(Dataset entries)

>>>

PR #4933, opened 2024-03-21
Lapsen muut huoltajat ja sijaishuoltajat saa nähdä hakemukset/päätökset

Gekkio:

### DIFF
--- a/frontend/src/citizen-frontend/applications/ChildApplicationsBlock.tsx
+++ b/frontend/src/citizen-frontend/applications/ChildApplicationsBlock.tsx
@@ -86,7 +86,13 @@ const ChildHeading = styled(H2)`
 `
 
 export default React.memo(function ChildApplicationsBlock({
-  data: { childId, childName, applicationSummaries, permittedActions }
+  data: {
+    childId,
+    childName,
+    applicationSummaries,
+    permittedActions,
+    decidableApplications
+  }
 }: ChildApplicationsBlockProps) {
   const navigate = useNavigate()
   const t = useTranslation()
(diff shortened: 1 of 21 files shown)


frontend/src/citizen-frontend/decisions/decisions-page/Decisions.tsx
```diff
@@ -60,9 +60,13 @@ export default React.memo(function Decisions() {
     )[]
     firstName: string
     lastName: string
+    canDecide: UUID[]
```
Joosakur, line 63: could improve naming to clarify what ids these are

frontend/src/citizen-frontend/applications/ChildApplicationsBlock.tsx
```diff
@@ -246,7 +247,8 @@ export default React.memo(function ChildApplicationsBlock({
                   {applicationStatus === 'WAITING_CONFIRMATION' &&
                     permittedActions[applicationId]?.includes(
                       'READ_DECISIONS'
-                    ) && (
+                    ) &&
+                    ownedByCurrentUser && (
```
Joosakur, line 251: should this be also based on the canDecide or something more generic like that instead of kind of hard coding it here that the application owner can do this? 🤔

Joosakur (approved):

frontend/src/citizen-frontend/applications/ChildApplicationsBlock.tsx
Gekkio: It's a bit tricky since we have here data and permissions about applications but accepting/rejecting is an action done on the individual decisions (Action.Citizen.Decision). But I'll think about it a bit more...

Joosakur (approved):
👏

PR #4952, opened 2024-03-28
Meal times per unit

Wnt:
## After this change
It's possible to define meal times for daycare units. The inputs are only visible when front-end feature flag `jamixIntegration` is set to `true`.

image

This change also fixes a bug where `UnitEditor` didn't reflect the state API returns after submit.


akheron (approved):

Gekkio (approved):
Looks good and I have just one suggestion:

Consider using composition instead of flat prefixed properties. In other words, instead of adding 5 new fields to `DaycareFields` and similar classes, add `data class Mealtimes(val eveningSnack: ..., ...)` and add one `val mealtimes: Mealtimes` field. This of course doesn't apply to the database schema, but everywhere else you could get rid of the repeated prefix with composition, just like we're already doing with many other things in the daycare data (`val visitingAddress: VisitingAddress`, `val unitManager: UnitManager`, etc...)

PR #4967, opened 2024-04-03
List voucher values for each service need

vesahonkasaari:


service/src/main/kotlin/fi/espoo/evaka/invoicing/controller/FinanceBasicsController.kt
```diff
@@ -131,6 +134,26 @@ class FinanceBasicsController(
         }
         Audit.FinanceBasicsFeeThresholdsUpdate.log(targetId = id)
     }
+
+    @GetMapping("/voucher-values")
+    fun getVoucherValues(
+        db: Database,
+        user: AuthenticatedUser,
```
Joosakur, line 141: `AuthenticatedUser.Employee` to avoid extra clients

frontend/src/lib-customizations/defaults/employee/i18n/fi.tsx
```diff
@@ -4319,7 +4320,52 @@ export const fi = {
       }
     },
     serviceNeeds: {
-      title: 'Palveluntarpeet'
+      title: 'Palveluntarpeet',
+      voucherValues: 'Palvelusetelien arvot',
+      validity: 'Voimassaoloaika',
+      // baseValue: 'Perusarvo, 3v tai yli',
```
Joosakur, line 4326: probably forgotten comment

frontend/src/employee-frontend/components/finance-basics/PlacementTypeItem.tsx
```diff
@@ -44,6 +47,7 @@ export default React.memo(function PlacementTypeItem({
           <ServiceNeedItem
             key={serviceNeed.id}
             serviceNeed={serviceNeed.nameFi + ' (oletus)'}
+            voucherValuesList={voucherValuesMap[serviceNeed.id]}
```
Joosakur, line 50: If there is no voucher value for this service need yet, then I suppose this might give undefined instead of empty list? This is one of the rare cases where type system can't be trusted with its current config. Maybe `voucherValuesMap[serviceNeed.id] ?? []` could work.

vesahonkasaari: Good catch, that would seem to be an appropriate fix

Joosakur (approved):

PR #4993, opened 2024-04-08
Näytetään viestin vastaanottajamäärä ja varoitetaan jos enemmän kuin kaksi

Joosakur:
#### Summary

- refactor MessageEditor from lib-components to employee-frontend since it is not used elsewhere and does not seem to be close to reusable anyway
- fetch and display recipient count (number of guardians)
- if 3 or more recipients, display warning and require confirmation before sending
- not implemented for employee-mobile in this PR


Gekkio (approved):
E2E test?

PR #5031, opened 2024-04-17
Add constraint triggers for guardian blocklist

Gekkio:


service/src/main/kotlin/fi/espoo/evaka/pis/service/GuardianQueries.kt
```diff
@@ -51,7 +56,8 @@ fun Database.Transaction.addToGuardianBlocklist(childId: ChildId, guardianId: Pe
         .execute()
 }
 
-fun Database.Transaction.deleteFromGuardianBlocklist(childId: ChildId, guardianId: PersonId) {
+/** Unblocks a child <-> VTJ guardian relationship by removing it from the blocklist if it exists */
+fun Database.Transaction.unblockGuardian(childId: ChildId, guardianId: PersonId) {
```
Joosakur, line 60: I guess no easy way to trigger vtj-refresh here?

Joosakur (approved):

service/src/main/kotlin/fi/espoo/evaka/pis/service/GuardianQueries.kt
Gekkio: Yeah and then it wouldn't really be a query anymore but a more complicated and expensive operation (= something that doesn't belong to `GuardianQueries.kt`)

<<<
>>>

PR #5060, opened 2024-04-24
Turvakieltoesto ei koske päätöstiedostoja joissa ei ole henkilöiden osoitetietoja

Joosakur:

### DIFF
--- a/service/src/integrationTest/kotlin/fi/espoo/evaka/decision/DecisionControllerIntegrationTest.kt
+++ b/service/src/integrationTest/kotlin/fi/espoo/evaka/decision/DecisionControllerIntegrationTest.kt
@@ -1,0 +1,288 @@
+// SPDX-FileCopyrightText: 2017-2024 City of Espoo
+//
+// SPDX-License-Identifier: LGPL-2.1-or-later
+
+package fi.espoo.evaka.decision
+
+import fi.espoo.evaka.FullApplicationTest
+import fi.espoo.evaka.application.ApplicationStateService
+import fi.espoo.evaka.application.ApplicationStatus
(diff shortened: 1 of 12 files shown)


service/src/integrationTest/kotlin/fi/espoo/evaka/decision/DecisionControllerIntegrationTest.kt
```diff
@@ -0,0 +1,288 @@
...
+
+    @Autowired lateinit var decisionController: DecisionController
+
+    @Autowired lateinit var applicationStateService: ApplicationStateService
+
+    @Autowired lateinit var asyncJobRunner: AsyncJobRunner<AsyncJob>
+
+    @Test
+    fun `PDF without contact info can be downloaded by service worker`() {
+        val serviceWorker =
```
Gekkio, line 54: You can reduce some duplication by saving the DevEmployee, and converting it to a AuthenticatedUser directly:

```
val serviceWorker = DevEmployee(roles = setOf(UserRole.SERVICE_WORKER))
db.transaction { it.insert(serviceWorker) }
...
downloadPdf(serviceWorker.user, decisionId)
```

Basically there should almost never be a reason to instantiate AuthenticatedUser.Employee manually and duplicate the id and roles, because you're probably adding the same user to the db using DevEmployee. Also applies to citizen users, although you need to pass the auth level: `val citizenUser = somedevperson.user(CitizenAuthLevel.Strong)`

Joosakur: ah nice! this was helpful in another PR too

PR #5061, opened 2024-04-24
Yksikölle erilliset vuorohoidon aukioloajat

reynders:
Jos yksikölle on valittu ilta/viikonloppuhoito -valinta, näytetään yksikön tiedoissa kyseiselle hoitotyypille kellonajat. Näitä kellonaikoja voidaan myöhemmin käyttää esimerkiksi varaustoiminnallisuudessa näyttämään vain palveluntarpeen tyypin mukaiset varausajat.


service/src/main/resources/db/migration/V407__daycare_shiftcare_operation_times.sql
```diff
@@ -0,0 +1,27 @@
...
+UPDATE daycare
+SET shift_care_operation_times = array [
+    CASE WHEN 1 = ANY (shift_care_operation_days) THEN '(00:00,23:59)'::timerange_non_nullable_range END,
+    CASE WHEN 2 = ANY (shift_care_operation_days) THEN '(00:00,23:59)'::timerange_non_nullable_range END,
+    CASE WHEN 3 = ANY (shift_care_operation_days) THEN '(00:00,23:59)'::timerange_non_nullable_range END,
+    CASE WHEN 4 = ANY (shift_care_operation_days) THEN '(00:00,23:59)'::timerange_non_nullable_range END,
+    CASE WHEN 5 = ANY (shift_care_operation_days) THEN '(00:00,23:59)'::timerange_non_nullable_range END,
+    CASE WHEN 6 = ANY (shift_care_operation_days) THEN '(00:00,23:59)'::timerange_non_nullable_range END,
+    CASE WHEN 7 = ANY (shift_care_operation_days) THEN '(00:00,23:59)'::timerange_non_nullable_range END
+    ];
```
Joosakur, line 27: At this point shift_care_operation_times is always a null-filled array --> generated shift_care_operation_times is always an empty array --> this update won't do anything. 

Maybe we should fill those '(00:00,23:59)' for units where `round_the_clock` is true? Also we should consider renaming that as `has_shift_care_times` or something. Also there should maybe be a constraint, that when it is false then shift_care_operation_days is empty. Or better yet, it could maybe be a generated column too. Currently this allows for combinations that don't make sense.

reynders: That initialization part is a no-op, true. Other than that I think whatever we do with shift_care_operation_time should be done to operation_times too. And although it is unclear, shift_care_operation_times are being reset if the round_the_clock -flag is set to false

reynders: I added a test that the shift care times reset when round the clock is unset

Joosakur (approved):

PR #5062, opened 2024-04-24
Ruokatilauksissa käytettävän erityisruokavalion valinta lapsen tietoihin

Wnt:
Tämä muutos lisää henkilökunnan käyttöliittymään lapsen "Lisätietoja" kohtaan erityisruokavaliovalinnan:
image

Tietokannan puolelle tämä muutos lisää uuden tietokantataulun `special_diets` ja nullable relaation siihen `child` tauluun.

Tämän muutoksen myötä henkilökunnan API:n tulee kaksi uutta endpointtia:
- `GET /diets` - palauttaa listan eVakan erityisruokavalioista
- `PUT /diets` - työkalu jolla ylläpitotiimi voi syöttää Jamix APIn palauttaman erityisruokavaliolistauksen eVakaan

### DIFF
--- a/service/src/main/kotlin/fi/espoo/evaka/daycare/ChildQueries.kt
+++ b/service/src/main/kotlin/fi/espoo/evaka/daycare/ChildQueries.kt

<<<

For each line in the records that holds "opened", show that line as it stands.

PR #4933, opened 2024-03-21
PR #4952, opened 2024-03-28
PR #4967, opened 2024-04-03
PR #4993, opened 2024-04-08
PR #5031, opened 2024-04-17
PR #5060, opened 2024-04-24
PR #5061, opened 2024-04-24
PR #5062, opened 2024-04-24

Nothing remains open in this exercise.